ABOUT THIS EXERCISE –
The expected output is each line below containing "Domain", copied in full.

[Collected data entries]
--- START ---
Issue #10983, opened 2022-06-28
Proposed documentation


MrSimonEmms:
## Proposed changes

Support for proxy service types is required for enterprise client

1. Remove `experimental.webapp.proxy.serviceType` from the config object
2. Add:

```yaml
components:
  proxy:
    service:
      serviceType: ClusterIP # allowed values are "ClusterIP", "LoadBalancer", "NodePort", "ExternalName" consistent with https://pkg.go.dev/k8s.io/api/core/v1#ServiceType
```

## KOTS

This will be a [select_one](https://docs.replicated.com/reference/custom-resource-config#select_one) under the "advanced" section.

## Rationale

We don't want to be supporting the same thing from multiple configuration parameters. That would require checks between the two and/or a hierarchy of importance - we should have a single source of truth.

Having a components section makes this extensible for the future. Unlike the `experimental` section which lives under our conventions, this new convention is ordered as per the resources - again, this is done with future extensibility in mind.

## Documentation

> This is written from the KOTS-only perspective

All web traffic enters the application through the `Proxy` component. By default, this is a `LoadBalancer` type which will expose the application through the cloud provider's load balancer.

Under certain circumstances, this may be undesirable. Under the "Advanced" section, you may select a different service type - all [Kubernetes service types](https://kubernetes.io/docs/concepts/services-networking/service/#publishing-services-service-types) are supported, except `ExternalName`. If you are using anything other than `LoadBalancer`, you are responsible for configuring your network to route traffic through to the `proxy` service.

MrSimonEmms:
@lucasvaltl very good question. My thought is that this would be a new page under the "advanced" docs on the website. We can talk about the component customization - this will be the first of (presumably) many things

But, as you said, you're the one who's got more of a global ownership of the docs so I'll defer to your thoughts

MrSimonEmms:
Update:

Added "except `ExternalName`" to the service types we support. Reason for this is that there's additional configuration required which will be awkward to add in and there's no driver for this yet.

This only removes it from KOTS - it's still a valid option in the Installer

PR #11006, opened 2022-06-29
[installer]: promote proxy service type from experimental

### LINKED ISSUE #11008: Move installer config value out of experimental to the main section.

### LINKED ISSUE #11009: Add a config option in KOTS.

### LINKED ISSUE #11025: Move loadbalancer-specific annotations to loadbalancer-only
See https://github.com/gitpod-io/gitpod/issues/10725#issuecomment-1160838536

### LINKED ISSUE #11033: Make sure it will be tested (could be: unit tests, part of an explicit dimension in the automated self-hosted tests, part of a reference architecture that will be tested by the automated tests, etc).

MrSimonEmms:
> Anyone relying upon this config in the `experimental` section should move to the `components`. See description for new format

## Description

Deprecated the proxy's service type in `experimental` and promotes it to the primary configuration. Implements the configuration as per #10983.

Includes the KOTS config section in a separate "Components" group - the reasoning behind this is that there may be additional component-specific configuration in the future. This should make it easier to manage/visualise. This is only displayed if the "enable additional options" is enabled.

Adds the ability to deprecate config parameters.

I've also renamed "additional options" to "advanced options"

image

## Related Issue(s)

Fixes #11008
Fixes #11009
Fixes #11025
Fixes #11033 

## Release Notes

```release-note
[installer]: promote proxy service type from experimental
```

## Werft options:

- [ ] /werft with-preview

### DIFF
--- a/install/installer/pkg/components/proxy/service.go
+++ b/install/installer/pkg/components/proxy/service.go
@@ -81,10 +81,10 @@ func service(ctx *common.RenderContext) ([]runtime.Object, error) {
 		service.Spec.Type = serviceType
 		if serviceType == corev1.ServiceTypeLoadBalancer {
 			service.Spec.LoadBalancerIP = loadBalancerIP
-		}
 
-		service.Annotations["external-dns.alpha.kubernetes.io/hostname"] = fmt.Sprintf("%s,*.%s,*.ws.%s", ctx.Config.Domain, ctx.Config.Domain, ctx.Config.Domain)
-		service.Annotations["cloud.google.com/neg"] = `{"exposed_ports": {"80":{},"443": {}}}`
+			service.Annotations["external-dns.alpha.kubernetes.io/hostname"] = fmt.Sprintf("%s,*.%s,*.ws.%s", ctx.Config.Domain, ctx.Config.Domain, ctx.Config.Domain)
+			service.Annotations["cloud.google.com/neg"] = `{"exposed_ports": {"80":{},"443": {}}}`
+		}
 
 		for k, v := range annotations {
 			service.Annotations[k] = v
--- a/install/installer/pkg/components/proxy/service.go
+++ b/install/installer/pkg/components/proxy/service.go
@@ -22,7 +22,6 @@ var allowedServiceTypes = map[corev1.ServiceType]struct{}{
 }
 
 func service(ctx *common.RenderContext) ([]runtime.Object, error) {
-	serviceType := corev1.ServiceTypeLoadBalancer
 
 	loadBalancerIP := ""
 	_ = ctx.WithExperimental(func(cfg *experimental.Config) error {
@@ -30,16 +29,20 @@ func service(ctx *common.RenderContext) ([]runtime.Object, error) {
 			if cfg.WebApp.ProxyConfig.StaticIP != "" {
 				loadBalancerIP = cfg.WebApp.ProxyConfig.StaticIP
 			}
-			st := cfg.WebApp.ProxyConfig.ServiceType
-			if st != nil {
-				_, allowed := allowedServiceTypes[corev1.ServiceType(*st)]
-				if allowed {
-					serviceType = *st
-				}
-			}
 		}
 		return nil
 	})
+
+	serviceType := corev1.ServiceTypeLoadBalancer
+	if ctx.Config.Components != nil && ctx.Config.Components.Proxy != nil && ctx.Config.Components.Proxy.Service != nil {
+		st := ctx.Config.Components.Proxy.Service.ServiceType
+		if st != nil {
+			_, allowed := allowedServiceTypes[corev1.ServiceType(*st)]
+			if allowed {
+				serviceType = *st
+			}
+		}
+	}
 
 	var annotations map[string]string
 	_ = ctx.WithExperimental(func(cfg *experimental.Config) error {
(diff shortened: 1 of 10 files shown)


install/installer/pkg/config/v1/config.go
```diff
@@ -113,6 +113,8 @@ type Config struct {
 
 	Customization *[]Customization `json:"customization,omitempty"`
 
+	Components *Components `json:"components,omitempty"`
```
geropl, line 116: I don't have a strong opinion here, but: did you think about moving this under an `advanced` section?
The idea is to mirror the KOTS config, including the "reduce service" that we offer for changes that go into this section: "only touch when advised or you know what you're doing".

MrSimonEmms: I didn't, although I think there's probably quite a few things which are in the config already that are "advanced" topics that we've not done so with - customization and the resource limits jump to mind.

My personal feeling is that we should keep the config as objective to the section, rather than differentiating between basic, advanced and experimental sections.

But, like you, I don't have a strong opinion here either. I'll let our friend @corneliusludmann have the final say

install/installer/pkg/config/v1/experimental/experimental.go
```diff
@@ -156,9 +156,8 @@ type BlockedRepository struct {
 }
 
 type ProxyConfig struct {
-	StaticIP           string              `json:"staticIP"`
-	ServiceAnnotations map[string]string   `json:"serviceAnnotations"`
-	ServiceType        *corev1.ServiceType `json:"serviceType,omitempty" validate:"omitempty,service_config_type"`
```
geropl, line 161: @MrSimonEmms What's the proper way to deprecate fields in the installer?

This is "experimental", but in prod we do rely on this particular field, for instance.
Is there a way to ensure the installer errors when seeing this field in the config? That would be awesome, because we could be sure to never break prod. :hugs:

geropl: > so I guess whatever we decide here is "the process".

Sorry to delay here. But I'm poking at this because we're in the process to switch to Continuous Deployment, and then every merge to main would have immediate impact on gitpod.io. 

> I put a message in the [Product Engineering](https://gitpod.slack.com/archives/C01KGM9AW4W/p1656581818013179) channel this morning and shared in Platform Team channel.

Thank you, that's what brought me here :wink: 

> If someone is using the experimental flag, this will break as Golang won't know what do to with that YAML key. It won't go through to the actual prod cluster because will have broken before it gets that far.

Hm, I'm not sure. To deploy/render for prod, we use the `--strict-parse=false` ([code](https://github.com/gitpod-io/gitpod/blob/4d9100ef8224aad4e5c96237486ab2a6c46cdcab/install/installer/cmd/root.go#L32)) parameter for not having to sync on config changes. But for that to "work" we have to make sure that non-backwards compatible changes are "breaking".

Can we maybe keep this flag around as **deprecated** and  `ServiceType        *corev1.ServiceType `json:"serviceType,omitempty"`, and error if it's set? Just to establish that habit?
(not saying we should do that for all experimental fields, but this one is kind of touchy. But also I wonder how many of your current customers do use this field in their POC? :thinking: )

geropl: > put the experimental feature back in

@MrSimonEmms  That sounds good!

> schedule this feature for removal. I propose the 2022.12.0 release,

As this is `experimental`, and you are sure that we do not have external clients for this, I would be happy to do it even quicker, as soon as we have our internal client (gitpod.io) moved. We will share an update on Slack! :+1:

corneliusludmann (changes requested):
I have a comment regarding overwriting the experimental config with the new config together with the KOTS UI change. I think that could break the installation when users have a config patch that set the `serviceProxy` in the experimental section because this will be overwritten by the new proxy config in any case (solely by updating Gitpod with KOTS). I think we need at least a warning, better a property way to handle this.

The remaining comments are my 2 cents only. Feel free to disagree and ignore.

install/installer/pkg/components/proxy/service.go
```diff
@@ -41,6 +41,16 @@ func service(ctx *common.RenderContext) ([]runtime.Object, error) {
 		return nil
 	})
 
+	if ctx.Config.Components != nil && ctx.Config.Components.Proxy != nil && ctx.Config.Components.Proxy.Service != nil {
+		st := ctx.Config.Components.Proxy.Service.ServiceType
+		if st != nil {
+			_, allowed := allowedServiceTypes[corev1.ServiceType(*st)]
+			if allowed {
+				serviceType = *st
```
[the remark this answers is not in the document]
geropl: I agree with the sentiment, especially if we replace "experimental" with "deprecated" (and do it similarly for all future deprecations)! :orange_heart: 

> During the validation, if only experimental is set, print warning and move the experimental value over to the regular config.

That's a neat trick to cope with this! :100:

MrSimonEmms:
Ok, I've updated this so it has @corneliusludmann's [elegant proposal](https://github.com/gitpod-io/gitpod/pull/11006#discussion_r913230709) of dealing with the experimental values.

I've also changed the KOTS config so that the `LoadBalancer` option doesn't actually set any value. This is so that it doesn't silently break the workflow for anyone upgrading who is using the `experimental` version already.

I want to refactor how the KOTS config is generated with the config patch file. Deprecations will come in that

corneliusludmann (approved):
Love it. :star_struck: 

Thanks for taking my suggestions into consideration. :pray:

geropl (approved):
Nice pattern, thank you @MrSimonEmms !

MrSimonEmms:
Team effort - couldn't have done it without you two

Eiffel Tower

Issue #10985, opened 2022-06-28
Differentiate usage of different workspace classes and types (prebuilds)


jldec:
Users viewing a usage report should recognize where that usage happened. This means differentiating between usage for different [workspace classes](https://github.com/gitpod-io/gitpod/issues/8261) (which are metered at different rates), as well as separating usage of workspaces like prebuilds, from regular workspaces.

easyCZ:
In https://github.com/gitpod-io/gitpod/pull/11043, we've added configuration to price different classes differently. The remaining work is to expose the WorkspaceType in the results. To do this, we'll need to join WorkspaceInstances with Workspaces.

We'll need to something like the following query to get the:
```
SELECT wsi.id, wsi.creationTime, wsi.startedTime, wsi.stoppedTime, wsi.usageAttributionId, ws.projectId, ws.type
    FROM d_b_workspace_instance AS wsi
    LEFT JOIN d_b_workspace AS ws
      ON wsi.workspaceId = ws.id
    LIMIT 100;
```

easyCZ:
--- END ---
WORKED SOLUTION –
-		service.Annotations["external-dns.alpha.kubernetes.io/hostname"] = fmt.Sprintf("%s,*.%s,*.ws.%s", ctx.Config.Domain, ctx.Config.Domain, ctx.Config.Domain)
+			service.Annotations["external-dns.alpha.kubernetes.io/hostname"] = fmt.Sprintf("%s,*.%s,*.ws.%s", ctx.Config.Domain, ctx.Config.Domain, ctx.Config.Domain)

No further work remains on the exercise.